Contudo, uma vez que a vantagem comparativa da oferta foi estabelecida de modo inconteste globalmente, a volatilidade de curto prazo da cadeia de suínos passou a ser ditada unicamente pela demanda externa e pelo temido "neoprotecionismo" (o uso de barreiras não-tarifárias ou embargos fitossanitários alegados por países parceiros para reprimir a importação, caso flagrante dos antigos boicotes da Federação Russa).

2. Metodologia Econométrica

Os pesquisadores extraíram dados mensais brutos em toneladas através do portal federal COMEX STAT, consolidando os códigos NCMs atinentes à categoria suína (fresca, refrigerada, carcaças). O processamento utilizou a linguagem Python.

Aplicou-se o Teste de CUSUM (soma cumulativa dos resíduos de MQO) e o Algoritmo de Bai-Perron para caçar e isolar inflexões matemáticas na tendência temporal. Concomitantemente, isolou-se as variações de padrão cíclico anual pelo estimador seasonal_decompose (médias móveis de 12 meses).

3. Descobertas: Quebra Estrutural e o Eixo Asiático

O rigor matemático de Bai-Perron localizou um abalo sísmico exato: Maio de 2016 (p-valor < 0.05 no Cusum). Anterior a essa data, o histórico de SC oscilou dramaticamente. Sofreu tombos terríveis em 2005/2007 (restrições russas por focos de febre aftosa longevos) e na crise subprime de 2009.

A partir do "ponto de quebra" demarcado, observou-se o bull market da proteína (um hipercrescimento da base exportadora). A entrada massiva da China na pauta de destinos salvou a estrutura. O estopim final deu-se após o 2º semestre de 2018, quando a China teve seus rebanhos internos devastados pela Peste Suína Africana, devorando as prateleiras refrigeradas catarinenses.

A pandemia da COVID-19 em 2020 não conseguiu sufocar a rampa de expansão (apresentando apenas instabilidade curta). Já entre 2022 e 2023, o Japão e Filipinas agregaram novos volumes bilionários, diversificando os clientes do estado para além da potência chinesa.

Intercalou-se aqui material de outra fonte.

PR #6366, opened 2026-06-25
tp/ui: only surface machines that received packets

dreveman:
When a producer connects to the in-process service with a non-default
machine id, only the producer's own packets carried that id. The
service-emitted packets (clock snapshot, trace config, trace uuid,
system info, trace provenance, lifecycle events, stats, extension
descriptors and triggers) were written without a machine id and so
attributed to the default host machine. As a result the trace contained
a separate host machine with no data alongside the real machine, and the
real machine had no service clock snapshot of its own.

Stamp the service's own packets with the machine id of the connected
in-process producer so a single-machine in-process trace contains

4. O Padrão Sazonal Histórico

O filtro do algoritmo de sazonalidade revelou uma curva estatística elegante com comprimento estrito de 12 meses:

Esse fenômeno decorre da complexa logística naval asiática. Considerando o tempo de navegação interoceânico de SC à Ásia (~35 dias), a China impulsiona freneticamente a formação física de estoques a partir do meio do ano, preparando-se para a hiperdemanda social do Ano Novo Chinês (janeiro/fevereiro), paralisando novas importações no último trimestre.

5. Conclusões e Gestão de Riscos

Santa Catarina logrou êxito em alicerçar-se no mercado mundial via eficiência técnica familiar. Contudo, os testes econométricos evidenciam o principal risco inerente à matriz: a concentração predatória e perigosa da carteira em poucos "países clientes" (Rússia antigamente, China atualmente).

Qualquer bloqueio sanitário arbitrário, recuperação do rebanho interno oriental, ou retaliação diplomática tem o poder de despencar as curvas de tendência em 30 dias. Desta forma, impera a máxima de política estatal de incentivar o fomento e a diversificação portuária agressiva rumo a novos parceiros asiáticos (Vietnã, Coréia) como "seguro natural" das gigantescas indústrias agroalimentares do estado.

Referências

CEPA/EPAGRI. Sínteses Anuais da Agricultura de Santa Catarina (2005 a 2024). Florianópolis.

KRUGMAN, P.R.; WELLS, R. (2023). Introdução à Economia. 6. ed. Gen Atlas.

SHIKIDA, C., et al. (2016). Análise de quebras estruturais na série do preço do boi gordo. Economia Aplicada.